Pragmatically, for example, every five (or six) parliamentary seats could earn one Cabinet seat. The actual Cabinet post would depend on the calibre of Cabinet members proposed by the “junior” parties. Such a Cabinet would be more likely to act in the national interest.
Indigenous Fijian Dominance in Government
Under the proportional system, and given Fiji’s population trends, there is clearly a guarantee that the parliamentarians elected by the indigenous Fijians, will always be in the majority in future.
The most recent population projections indicate that by 2001, under a proportional voting system (my first amendment), there would be 35 parliamentarians elected by indigenous Fijians, as opposed to only 30 elected by Indo-Fijians (and 5 by Others). The ratio will keep improving in the favour of indigenous Fijians.
Given my second proposed amendment, the representatives of indigenous Fijians will also always be in the majority in Cabinet.

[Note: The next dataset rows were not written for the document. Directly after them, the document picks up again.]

Issue #4299, opened 2024-03-11
INFO[0101] failed to verify token: token signed by untrusted key with ID:


zfLQ2qx2:
### Description

I'm testing updating to a recent build of docker-registry but I'm getting stuck on the authorization part. The error in the file is:

INFO[0101] failed to verify token: token signed by untrusted key with ID: "xxxx:xxxx:xxxx:xxxx:xxxx:xxxx:xxxx:xxxx:xxxx:xxxx:xxxx:xxxx"

- I've generated a completely new self-signed certificates w/ new a RSA 2048 key
- I've verified the key and certificate modulus matches
- I've verified that both the registry and auth service have the same key and cert, with matching modulus
- I've verified that the auth service is returning a positive response with a JWT token signed by the right key

The auth service is using docker/libtrust to generate the keyid:
https://github.com/cesanta/docker_auth/blob/38e7252690dc31ab7ccd4185a2dead973099f37c/auth_server/server/server.go#L384
https://github.com/cesanta/docker_auth/blob/38e7252690dc31ab7ccd4185a2dead973099f37c/auth_server/server/config.go#L88

So it seems to be docker-registry itself making the determination that the key is untrusted. However it doesn't generate any errors or warnings when loading the key, only when processing the auth response. The error message doesn't provide any hints as to why it is untrusted, and there are no other relevant messages in the log. This last worked using a build of docker-registry from early 2022 (commit c202b9b0d7b79a67337dec8e1f1bafb1c7095315), the only change is using a March 2024 build (commit 663b430ccc10e184ecb82eff77661a38f1f6f660) - though I also tried a newer certificate to see if it gave a different result. 

### Reproduce

Setting up a local registry can be complex, I'll wait to see if its something simple like docker-registry only supports rsa-4096, or has banned values for common name, etc.

### Expected behavior

The server should accept the positive response from the auth server and allow access.

### registry version

/usr/bin/docker-registry github.com/distribution/distribution/v3 v3.0.0-alpha.1.m+unknown

zfLQ2qx2:
Hmm.. it looks like a workaround might be to have the auth service not send a key id, or to have the registry not validate it, but is that a good solution?

[token signed by untrusted key with ID](https://github.com/distribution/distribution/blob/main/registry/auth/token/token.go#L146-L150)

milosgajdos:
I feel like your trusted keys are not being loaded properly or you're not loading them at all:
[...]

PR #4349, opened 2024-05-14
feature: Bump go-jose and require signing algorithms in auth

milosgajdos:
This bumps the `go-jose` dependency to the latest available version: v4.0.3. 

Unfortunately this _slightly_ breaks the backwards compatibility with existing registry deployments but brings in more security with it.

We now require the users to specify the list of token signing algorithms in the registry config. We do strive to maintain the b/w compatibility by providing a list of default signing algorithms, though, this isn't something we recommend due to security issues, see:
* https://github.com/go-jose/go-jose/issues/64
* https://github.com/go-jose/go-jose/pull/69

As part of this change, we now return to the original flow of the token signature validation as the last updates seems to have caused some unexpected surprises to some users (https://github.com/distribution/distribution/issues/4299):
1. X2C (TLS) signed headers
2. JWKS signed header
3. Trusted Keys headers

# TODO
* [x] Update docs


docs/content/about/configuration.md
```diff
@@ -615,7 +622,37 @@ security.
...
+- RS384
+- RS512
+- ES256
+- ES384
+- ES512
+- PS256
+- PS384
+- PS512
+
+Default `signingalgorithms`:
```
milosgajdos, line 642: NOTE: these are the same as the available ones; I decided to keep them as is because god knows what token servers our users are doing; from what I've seen the end users don't understand them that well -- we should strive to make this as b/w compact as possible and iterate based on user feedback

More importantly, the post-coups reality, which current major opposition parties seem to have articulated, is that they expect the representatives of the indigenous Fijians to exercise dominance in Government.
How this is achieved in the Constitution is an interesting technicality that would merely underline the pragmatic reality.
What is vital is that responsible indigenous Fijian leaders should not lose ground to power-hungry extremists who are using the bogey of Fijians losing political control, to jeopardise current efforts to improve good government in the country through constitutional reform.
Need for Long-Term View
It is possible that the larger parties could act selfishly in order to protect their own interests now, to the detriment of the smaller parties and the national interest.
Thus all major parties may not want to move out of their current ethnic political cocoons which makes life easier for them because they do not have to address issues affecting other ethnic communities.
However, “rigging the rules” in current self-interest can have long-term unexpected results. Witness the citizenship laws ofFijior laws regarding the VKB, which have hit persons least expecting them.
A Constitution, which is a long-term document, is no place for rule rigging. Political leaders will be judged by history for their service to the country over the long term, not for how well they served themselves in the short-term.
How Tackle the Review Process
The major political parties have agreed that a Joint Parliamentary Select Committee will, through confidential discussions, arrive at some consensus on the changes to be made to the 1990 Constitution.
There will not be any opportunity for other public inputs into the review process, and probably not even for final approval through a Referendum. This is unfortunate from two points of view.
Firstly, there may be a number of legitimate views in society, which may not be conveyed through party political channels, especially if the views are not the same as the party views.
Second, it should not be ruled out that, in a few years’ time, other pressure groups could emerge amongst the population, claiming that the Select Committee only represented the major parties, whose leaders in 1996 allegedly “sold out” their community’s interests.
This type of argument was used to partly justify the 1987 coup, against a 1970 Constitution, which had also been decided after discussion and agreement between the leaders of the two major parties then- the Alliance and the NFP.
The political parties should invite independent non-party members of the community (for example from major religious organisations and NGOs), to become members of the Select Committee and help moderate the party discussions.
There should also be a Referendum to provide the final national stamp of approval on the proposed revisions. This could help protect current political leaders from carping minorities.
[The above article appeared as “The Constitution Review Commission Report: Fijians lose in a bad government”. The Fiji Times, 2 November, 1996.]